**What the task asks:** Count the lines in the records below that contain the word "emitted", and give only that number.

(Saved data entries)
================================

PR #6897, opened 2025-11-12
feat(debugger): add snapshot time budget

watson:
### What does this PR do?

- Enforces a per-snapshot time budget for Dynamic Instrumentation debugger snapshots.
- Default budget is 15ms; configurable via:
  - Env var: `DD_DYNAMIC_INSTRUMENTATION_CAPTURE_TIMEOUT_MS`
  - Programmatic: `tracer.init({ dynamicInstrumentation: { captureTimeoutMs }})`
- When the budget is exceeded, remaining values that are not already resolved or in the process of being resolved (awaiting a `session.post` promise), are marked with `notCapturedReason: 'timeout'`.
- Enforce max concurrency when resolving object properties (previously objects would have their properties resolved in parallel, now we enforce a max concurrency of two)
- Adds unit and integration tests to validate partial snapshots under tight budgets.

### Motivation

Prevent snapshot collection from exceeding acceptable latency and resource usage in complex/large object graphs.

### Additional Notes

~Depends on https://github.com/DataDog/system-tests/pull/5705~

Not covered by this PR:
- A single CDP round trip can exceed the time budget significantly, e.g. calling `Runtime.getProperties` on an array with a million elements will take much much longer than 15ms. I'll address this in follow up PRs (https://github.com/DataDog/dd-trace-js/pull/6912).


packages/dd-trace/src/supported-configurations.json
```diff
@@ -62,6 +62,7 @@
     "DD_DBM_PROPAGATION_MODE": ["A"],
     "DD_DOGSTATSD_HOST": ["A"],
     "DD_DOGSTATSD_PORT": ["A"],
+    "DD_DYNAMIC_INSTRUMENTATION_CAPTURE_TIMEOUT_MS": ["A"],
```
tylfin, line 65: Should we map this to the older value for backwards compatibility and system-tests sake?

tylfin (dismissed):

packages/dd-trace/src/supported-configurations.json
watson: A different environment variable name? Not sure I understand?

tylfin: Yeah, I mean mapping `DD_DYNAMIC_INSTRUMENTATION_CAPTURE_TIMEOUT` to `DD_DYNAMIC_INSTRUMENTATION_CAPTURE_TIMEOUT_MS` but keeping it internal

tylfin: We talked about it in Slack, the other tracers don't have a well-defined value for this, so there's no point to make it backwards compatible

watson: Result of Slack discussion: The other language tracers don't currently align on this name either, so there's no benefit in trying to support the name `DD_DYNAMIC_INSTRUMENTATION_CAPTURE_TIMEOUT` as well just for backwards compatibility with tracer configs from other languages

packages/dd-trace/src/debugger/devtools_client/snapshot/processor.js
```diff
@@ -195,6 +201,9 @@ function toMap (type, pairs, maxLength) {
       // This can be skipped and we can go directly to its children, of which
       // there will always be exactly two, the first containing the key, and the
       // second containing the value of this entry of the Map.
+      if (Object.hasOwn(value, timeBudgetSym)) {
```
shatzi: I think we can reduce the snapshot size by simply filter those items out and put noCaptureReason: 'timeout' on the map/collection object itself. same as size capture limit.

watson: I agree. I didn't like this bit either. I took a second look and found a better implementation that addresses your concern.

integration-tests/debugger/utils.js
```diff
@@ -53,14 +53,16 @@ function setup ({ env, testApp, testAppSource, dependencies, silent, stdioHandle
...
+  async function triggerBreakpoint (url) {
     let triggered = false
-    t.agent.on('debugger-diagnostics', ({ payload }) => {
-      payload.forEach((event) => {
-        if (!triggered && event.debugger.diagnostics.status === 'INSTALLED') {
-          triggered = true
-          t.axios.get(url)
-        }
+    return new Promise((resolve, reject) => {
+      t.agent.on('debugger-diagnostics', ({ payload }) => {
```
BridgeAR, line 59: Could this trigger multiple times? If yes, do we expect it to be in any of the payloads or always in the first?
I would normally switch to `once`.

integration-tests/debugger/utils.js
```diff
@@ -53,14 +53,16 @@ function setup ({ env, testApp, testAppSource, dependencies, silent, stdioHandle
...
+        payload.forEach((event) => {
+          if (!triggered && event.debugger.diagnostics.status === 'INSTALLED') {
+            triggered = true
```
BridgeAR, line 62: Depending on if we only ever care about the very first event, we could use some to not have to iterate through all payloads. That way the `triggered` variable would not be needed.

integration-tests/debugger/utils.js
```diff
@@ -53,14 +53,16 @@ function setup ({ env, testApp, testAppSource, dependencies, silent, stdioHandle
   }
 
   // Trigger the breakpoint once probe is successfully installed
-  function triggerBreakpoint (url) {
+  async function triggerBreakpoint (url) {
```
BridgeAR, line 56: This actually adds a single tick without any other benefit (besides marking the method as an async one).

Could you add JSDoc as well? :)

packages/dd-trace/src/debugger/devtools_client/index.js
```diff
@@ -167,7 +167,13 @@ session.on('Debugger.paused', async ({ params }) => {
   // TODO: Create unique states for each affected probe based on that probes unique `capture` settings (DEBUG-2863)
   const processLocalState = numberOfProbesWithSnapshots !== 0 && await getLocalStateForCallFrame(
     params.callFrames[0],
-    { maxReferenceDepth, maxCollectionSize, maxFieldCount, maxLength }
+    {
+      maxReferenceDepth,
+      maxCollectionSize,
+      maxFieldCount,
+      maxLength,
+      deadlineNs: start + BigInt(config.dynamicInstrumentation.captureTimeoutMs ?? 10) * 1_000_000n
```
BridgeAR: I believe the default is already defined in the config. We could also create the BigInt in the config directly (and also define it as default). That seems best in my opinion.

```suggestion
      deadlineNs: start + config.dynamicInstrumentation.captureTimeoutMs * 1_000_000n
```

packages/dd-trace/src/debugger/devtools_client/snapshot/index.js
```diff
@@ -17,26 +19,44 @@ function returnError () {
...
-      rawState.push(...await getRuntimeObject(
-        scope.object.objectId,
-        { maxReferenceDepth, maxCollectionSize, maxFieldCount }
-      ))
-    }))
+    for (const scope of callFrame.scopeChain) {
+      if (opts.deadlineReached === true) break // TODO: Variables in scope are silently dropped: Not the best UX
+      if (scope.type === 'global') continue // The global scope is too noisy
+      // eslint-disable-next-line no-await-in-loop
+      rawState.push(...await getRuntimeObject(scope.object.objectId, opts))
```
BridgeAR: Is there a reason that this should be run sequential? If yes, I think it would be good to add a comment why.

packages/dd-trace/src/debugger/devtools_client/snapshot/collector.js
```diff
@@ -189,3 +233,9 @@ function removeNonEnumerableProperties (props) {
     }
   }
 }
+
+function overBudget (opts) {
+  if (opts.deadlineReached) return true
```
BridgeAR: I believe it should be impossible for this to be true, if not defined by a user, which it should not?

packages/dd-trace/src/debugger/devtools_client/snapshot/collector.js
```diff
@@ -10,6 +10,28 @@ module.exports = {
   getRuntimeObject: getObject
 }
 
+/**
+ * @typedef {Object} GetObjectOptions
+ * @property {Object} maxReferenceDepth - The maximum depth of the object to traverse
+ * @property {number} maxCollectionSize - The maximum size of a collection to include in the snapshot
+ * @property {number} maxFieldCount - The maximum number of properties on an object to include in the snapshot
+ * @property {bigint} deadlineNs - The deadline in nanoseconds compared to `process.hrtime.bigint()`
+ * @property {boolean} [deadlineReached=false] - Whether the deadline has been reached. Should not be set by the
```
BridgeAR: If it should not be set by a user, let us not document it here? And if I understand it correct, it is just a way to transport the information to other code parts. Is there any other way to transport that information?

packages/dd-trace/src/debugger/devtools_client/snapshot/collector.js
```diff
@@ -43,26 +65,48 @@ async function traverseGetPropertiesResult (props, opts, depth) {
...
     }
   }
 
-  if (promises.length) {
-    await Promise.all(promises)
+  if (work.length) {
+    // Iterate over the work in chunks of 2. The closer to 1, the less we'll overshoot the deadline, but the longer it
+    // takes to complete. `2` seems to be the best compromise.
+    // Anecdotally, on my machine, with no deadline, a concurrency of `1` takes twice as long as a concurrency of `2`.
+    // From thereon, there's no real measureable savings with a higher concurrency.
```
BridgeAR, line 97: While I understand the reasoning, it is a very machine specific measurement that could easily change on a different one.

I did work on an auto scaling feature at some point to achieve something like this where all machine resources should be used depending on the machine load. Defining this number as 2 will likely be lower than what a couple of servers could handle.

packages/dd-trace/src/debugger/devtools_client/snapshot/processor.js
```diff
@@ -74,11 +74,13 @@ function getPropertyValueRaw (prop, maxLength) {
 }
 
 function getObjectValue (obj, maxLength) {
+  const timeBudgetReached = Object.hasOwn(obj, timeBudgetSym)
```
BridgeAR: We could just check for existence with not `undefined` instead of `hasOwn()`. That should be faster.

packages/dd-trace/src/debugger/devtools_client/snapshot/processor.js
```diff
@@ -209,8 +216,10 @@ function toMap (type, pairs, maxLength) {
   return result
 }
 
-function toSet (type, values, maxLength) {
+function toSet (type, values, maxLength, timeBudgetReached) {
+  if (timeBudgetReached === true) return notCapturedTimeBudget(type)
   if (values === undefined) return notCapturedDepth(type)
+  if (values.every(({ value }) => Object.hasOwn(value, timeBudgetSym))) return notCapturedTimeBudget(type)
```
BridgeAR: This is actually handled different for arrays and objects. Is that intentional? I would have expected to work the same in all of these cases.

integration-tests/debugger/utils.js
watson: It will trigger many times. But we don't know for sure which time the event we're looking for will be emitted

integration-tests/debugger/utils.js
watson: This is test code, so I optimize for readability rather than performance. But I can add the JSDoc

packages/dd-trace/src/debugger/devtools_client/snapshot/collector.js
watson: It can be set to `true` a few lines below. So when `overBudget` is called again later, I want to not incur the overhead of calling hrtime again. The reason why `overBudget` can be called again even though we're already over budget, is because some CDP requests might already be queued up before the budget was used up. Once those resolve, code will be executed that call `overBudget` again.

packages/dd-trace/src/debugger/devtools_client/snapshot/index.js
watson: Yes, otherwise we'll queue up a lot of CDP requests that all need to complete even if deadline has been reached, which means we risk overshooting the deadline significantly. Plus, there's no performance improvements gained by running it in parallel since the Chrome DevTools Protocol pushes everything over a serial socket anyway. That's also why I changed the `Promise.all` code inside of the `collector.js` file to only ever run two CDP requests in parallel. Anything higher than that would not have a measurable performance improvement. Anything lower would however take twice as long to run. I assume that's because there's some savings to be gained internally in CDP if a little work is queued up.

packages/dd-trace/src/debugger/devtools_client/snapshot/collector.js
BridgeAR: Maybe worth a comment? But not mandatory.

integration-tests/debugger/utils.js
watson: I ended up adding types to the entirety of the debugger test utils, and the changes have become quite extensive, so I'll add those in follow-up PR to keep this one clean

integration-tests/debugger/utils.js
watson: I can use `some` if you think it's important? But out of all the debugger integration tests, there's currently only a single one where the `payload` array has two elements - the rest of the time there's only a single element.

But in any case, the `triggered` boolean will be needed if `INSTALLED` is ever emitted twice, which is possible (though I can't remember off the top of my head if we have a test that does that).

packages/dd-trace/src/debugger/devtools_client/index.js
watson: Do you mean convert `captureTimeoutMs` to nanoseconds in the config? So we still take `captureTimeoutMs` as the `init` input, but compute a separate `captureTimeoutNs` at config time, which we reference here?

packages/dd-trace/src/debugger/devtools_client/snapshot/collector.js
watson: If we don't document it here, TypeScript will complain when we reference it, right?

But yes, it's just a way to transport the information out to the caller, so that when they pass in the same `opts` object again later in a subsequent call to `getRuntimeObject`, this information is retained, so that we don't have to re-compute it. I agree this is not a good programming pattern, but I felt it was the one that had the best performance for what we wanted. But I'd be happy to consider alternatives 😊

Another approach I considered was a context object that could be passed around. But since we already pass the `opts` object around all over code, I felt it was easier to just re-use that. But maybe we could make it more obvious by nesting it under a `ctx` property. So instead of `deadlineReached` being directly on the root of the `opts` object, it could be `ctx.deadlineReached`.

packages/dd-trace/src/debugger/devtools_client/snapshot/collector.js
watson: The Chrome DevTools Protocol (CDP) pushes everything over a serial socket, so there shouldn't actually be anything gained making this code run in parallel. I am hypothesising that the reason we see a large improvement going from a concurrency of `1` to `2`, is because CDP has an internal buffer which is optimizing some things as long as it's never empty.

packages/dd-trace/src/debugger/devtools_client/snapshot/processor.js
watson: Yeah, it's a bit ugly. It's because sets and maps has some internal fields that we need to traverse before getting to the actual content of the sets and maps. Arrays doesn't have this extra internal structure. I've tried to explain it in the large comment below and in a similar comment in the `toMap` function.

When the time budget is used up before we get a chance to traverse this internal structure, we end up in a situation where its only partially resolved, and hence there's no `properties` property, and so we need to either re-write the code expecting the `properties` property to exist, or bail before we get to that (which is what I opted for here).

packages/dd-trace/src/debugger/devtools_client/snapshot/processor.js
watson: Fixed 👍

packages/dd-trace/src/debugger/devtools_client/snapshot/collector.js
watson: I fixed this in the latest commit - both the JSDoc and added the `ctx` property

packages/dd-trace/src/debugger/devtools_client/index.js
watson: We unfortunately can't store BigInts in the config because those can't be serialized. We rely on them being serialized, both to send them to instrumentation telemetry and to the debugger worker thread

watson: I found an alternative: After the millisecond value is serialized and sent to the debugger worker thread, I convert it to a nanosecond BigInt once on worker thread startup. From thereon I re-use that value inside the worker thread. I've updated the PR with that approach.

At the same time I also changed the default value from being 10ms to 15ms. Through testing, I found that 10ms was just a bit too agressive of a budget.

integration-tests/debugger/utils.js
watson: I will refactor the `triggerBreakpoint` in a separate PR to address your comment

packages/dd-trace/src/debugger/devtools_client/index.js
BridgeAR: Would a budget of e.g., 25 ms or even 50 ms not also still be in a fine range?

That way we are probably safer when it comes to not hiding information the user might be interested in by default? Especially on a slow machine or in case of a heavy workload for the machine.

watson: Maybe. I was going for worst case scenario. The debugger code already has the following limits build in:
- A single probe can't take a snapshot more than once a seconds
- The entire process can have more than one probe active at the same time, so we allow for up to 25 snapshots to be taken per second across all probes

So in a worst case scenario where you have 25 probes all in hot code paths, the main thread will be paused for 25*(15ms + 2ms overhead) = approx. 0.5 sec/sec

================================

**Reply to the task:** 2